To do> Each record must appear in the answer exactly as given.

── Source information ──

PR #2168, opened 2019-11-07
cgroup2: ebpf: increase RLIM_MEMLOCK to avoid BPF_PROG_LOAD error

### LINKED ISSUE #2167: cgroup2: procHooks: failed to load program: operation not permitted
Moby is getting support for cgroup v2: https://github.com/moby/moby/pull/40174 (https://github.com/moby/moby/tree/ee30a1f5ad7c373bd9db3f0b5412b03082f76786)

But it doesn't work with runc b133feaeeb2e69ba94aa95eac3a455a143435ea9 (works with crun v0.10.4)

```console
$ docker run -it --rm hello-world
docker: Error response from daemon: OCI runtime create failed: container_linux.go:346: starting container process caused "process_linux.go:449: container init caused \"process_linux.go:415: setting cgroup config for procHooks process caused \\\"failed to load program: operation not permitted\\\"\"": unknown.
```

Podman+runc doesn't hit this issue.

AkihiroSuda:
Fix #2167

### DIFF
--- a/libcontainer/cgroups/ebpf/ebpf.go
+++ b/libcontainer/cgroups/ebpf/ebpf.go
@@ -16,6 +16,13 @@ func LoadAttachCgroupDeviceFilter(insts asm.Instructions, license string, dirFD 
 	nilCloser := func() error {
 		return nil
 	}
+	// Increase `ulimit -l` limit to avoid BPF_PROG_LOAD error (#2167).
+	// This limit is not inherited into the container.
+	memlockLimit := &unix.Rlimit{
+		Cur: unix.RLIM_INFINITY,
+		Max: unix.RLIM_INFINITY,
+	}
+	_ = unix.Setrlimit(unix.RLIMIT_MEMLOCK, memlockLimit)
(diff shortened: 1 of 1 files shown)


KentaTada:
@AkihiroSuda I'm sorry to interrupt but I think that rootless runc can only raise up to the hard limit. Is it enough?

FYI: we modified our internal systemd settings instead of modifying runc when I experienced the similar situation about rtprio. But I have no idea to support this feature other than your commit in general.

AkihiroSuda:
Anyway rootless cannot use eBPF device controller and the error is ignored

KentaTada:
>Anyway rootless cannot use eBPF device controller and the error is ignored
As you commented, rootless runc cannot use eBPF in the first place.
Thank you!

giuseppe:
LGTM

crosbymichael:
LGTM

AkihiroSuda:
@dqminh @hqhq @cyphar @mrunalp PTAL?

hqhq:
LGTM

PR #2172, opened 2019-11-26
Make event types public

saschagrunert:
The event types are now part of a dedicated public `types` package
within runc to be able to unmarshal the output `runc events` directly.

cc @mrunalp @cyphar


cyphar:
Tentative LGTM, though I'm not sure if @crosbymichael has a strong opinion on where such API stuff should go. But I agree that this is something we should expose to avoid duplication in `runc` users.

crosbymichael:
LGTM

cyphar:
LGTM.

PR #2177, opened 2019-12-06
libcontainer: export and add new methods to allow cgroups manipulation

### LINKED ISSUE #2176: libcontainer:  export and add new methods to allow cgroups manipulation
In order to manipulate cgroups v1 and v2 from other packages and applications, we need next changes:

* export `createCgroupConfig` to create cgroup configs
* add new method in cgroup Manager to get and save cgroups configuration to disk

cc @mrunalp @egernst

devimc:
libcontainer: export createCgroupConfig

A `config.Cgroups` object is required to manipulate cgroups v1 and v2 using
libcontainer.
Export `createCgroupConfig` to allow API users to create `config.Cgroups`
objects using directly libcontainer API.

libcontainer: add method to get cgroup config from cgroup Manager

`configs.Cgroup` contains the configuration used to create cgroups. This
configuration must be saved to disk, since it's required to restore the
cgroup manager that was used to create the cgroups.
Add method to get cgroup configuration from cgroup Manager to allow API users
save it to disk and restore a cgroup manager later.

fixes #2176

### DIFF
--- a/libcontainer/cgroups/cgroups.go
+++ b/libcontainer/cgroups/cgroups.go
@@ -46,6 +46,9 @@ type Manager interface {
 
 	// Sets the cgroup as configured.
 	Set(container *configs.Config) error
+
+	// Gets the cgroup as configured.
+	GetCgroups() (*configs.Cgroup, error)
 }
 
 type NotFoundError struct {
--- a/libcontainer/cgroups/fs/apply_raw.go
+++ b/libcontainer/cgroups/fs/apply_raw.go
@@ -467,3 +467,7 @@ func CheckCpushares(path string, c uint64) error {
 
 	return nil
 }
+
+func (m *Manager) GetCgroups() (*configs.Cgroup, error) {
+	return m.Cgroups, nil
+}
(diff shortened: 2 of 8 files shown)


devimc:
ping @mrunalp

libcontainer/cgroups/cgroups.go
```diff
@@ -46,6 +46,9 @@ type Manager interface {
 
 	// Sets the cgroup as configured.
 	Set(container *configs.Config) error
+
+	// Gets the cgroup as configured.
+	GetCgroups() (*configs.Cgroup, error)
```
egernst: Hey @devimc:

1. nit: s/splications/applications on your commit message.
2. Can you better explain the intended use case, highlighting why this is needed? Specific to the Kata case (in both v2-shim and CLI based configurations), what do we do with the cgroup config?  Do we need to store a copy of the information, or can it be obtained as needed later? It just isn't clear to me. thx!

devimc: done, thanks

mrunalp:
LGTM

crosbymichael:
LGTM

───

Solution>
PR #2168, opened 2019-11-07
cgroup2: ebpf: increase RLIM_MEMLOCK to avoid BPF_PROG_LOAD error

### LINKED ISSUE #2167: cgroup2: procHooks: failed to load program: operation not permitted
Moby is getting support for cgroup v2: https://github.com/moby/moby/pull/40174 (https://github.com/moby/moby/tree/ee30a1f5ad7c373bd9db3f0b5412b03082f76786)

But it doesn't work with runc b133feaeeb2e69ba94aa95eac3a455a143435ea9 (works with crun v0.10.4)

```console
$ docker run -it --rm hello-world
docker: Error response from daemon: OCI runtime create failed: container_linux.go:346: starting container process caused "process_linux.go:449: container init caused \"process_linux.go:415: setting cgroup config for procHooks process caused \\\"failed to load program: operation not permitted\\\"\"": unknown.
```

Podman+runc doesn't hit this issue.

AkihiroSuda:
Fix #2167

### DIFF
--- a/libcontainer/cgroups/ebpf/ebpf.go
+++ b/libcontainer/cgroups/ebpf/ebpf.go
@@ -16,6 +16,13 @@ func LoadAttachCgroupDeviceFilter(insts asm.Instructions, license string, dirFD 
 	nilCloser := func() error {
 		return nil
 	}
+	// Increase `ulimit -l` limit to avoid BPF_PROG_LOAD error (#2167).
+	// This limit is not inherited into the container.
+	memlockLimit := &unix.Rlimit{
+		Cur: unix.RLIM_INFINITY,
+		Max: unix.RLIM_INFINITY,
+	}
+	_ = unix.Setrlimit(unix.RLIMIT_MEMLOCK, memlockLimit)
(diff shortened: 1 of 1 files shown)


KentaTada:
@AkihiroSuda I'm sorry to interrupt but I think that rootless runc can only raise up to the hard limit. Is it enough?

FYI: we modified our internal systemd settings instead of modifying runc when I experienced the similar situation about rtprio. But I have no idea to support this feature other than your commit in general.

AkihiroSuda:
Anyway rootless cannot use eBPF device controller and the error is ignored

KentaTada:
>Anyway rootless cannot use eBPF device controller and the error is ignored
As you commented, rootless runc cannot use eBPF in the first place.
Thank you!

giuseppe:
LGTM

crosbymichael:
LGTM

AkihiroSuda:
@dqminh @hqhq @cyphar @mrunalp PTAL?

hqhq:
LGTM

PR #2172, opened 2019-11-26
Make event types public

saschagrunert:
The event types are now part of a dedicated public `types` package
within runc to be able to unmarshal the output `runc events` directly.

cc @mrunalp @cyphar


cyphar:
Tentative LGTM, though I'm not sure if @crosbymichael has a strong opinion on where such API stuff should go. But I agree that this is something we should expose to avoid duplication in `runc` users.

crosbymichael:
LGTM

cyphar:
LGTM.

PR #2177, opened 2019-12-06
libcontainer: export and add new methods to allow cgroups manipulation

### LINKED ISSUE #2176: libcontainer:  export and add new methods to allow cgroups manipulation
In order to manipulate cgroups v1 and v2 from other packages and applications, we need next changes:

* export `createCgroupConfig` to create cgroup configs
* add new method in cgroup Manager to get and save cgroups configuration to disk

cc @mrunalp @egernst

devimc:
libcontainer: export createCgroupConfig

A `config.Cgroups` object is required to manipulate cgroups v1 and v2 using
libcontainer.
Export `createCgroupConfig` to allow API users to create `config.Cgroups`
objects using directly libcontainer API.

libcontainer: add method to get cgroup config from cgroup Manager

`configs.Cgroup` contains the configuration used to create cgroups. This
configuration must be saved to disk, since it's required to restore the
cgroup manager that was used to create the cgroups.
Add method to get cgroup configuration from cgroup Manager to allow API users
save it to disk and restore a cgroup manager later.

fixes #2176

### DIFF
--- a/libcontainer/cgroups/cgroups.go
+++ b/libcontainer/cgroups/cgroups.go
@@ -46,6 +46,9 @@ type Manager interface {
 
 	// Sets the cgroup as configured.
 	Set(container *configs.Config) error
+
+	// Gets the cgroup as configured.
+	GetCgroups() (*configs.Cgroup, error)
 }
 
 type NotFoundError struct {
--- a/libcontainer/cgroups/fs/apply_raw.go
+++ b/libcontainer/cgroups/fs/apply_raw.go
@@ -467,3 +467,7 @@ func CheckCpushares(path string, c uint64) error {
 
 	return nil
 }
+
+func (m *Manager) GetCgroups() (*configs.Cgroup, error) {
+	return m.Cgroups, nil
+}
(diff shortened: 2 of 8 files shown)


devimc:
ping @mrunalp

libcontainer/cgroups/cgroups.go
```diff
@@ -46,6 +46,9 @@ type Manager interface {
 
 	// Sets the cgroup as configured.
 	Set(container *configs.Config) error
+
+	// Gets the cgroup as configured.
+	GetCgroups() (*configs.Cgroup, error)
```
egernst: Hey @devimc:

1. nit: s/splications/applications on your commit message.
2. Can you better explain the intended use case, highlighting why this is needed? Specific to the Kata case (in both v2-shim and CLI based configurations), what do we do with the cgroup config?  Do we need to store a copy of the information, or can it be obtained as needed later? It just isn't clear to me. thx!

devimc: done, thanks

mrunalp:
LGTM

crosbymichael:
LGTM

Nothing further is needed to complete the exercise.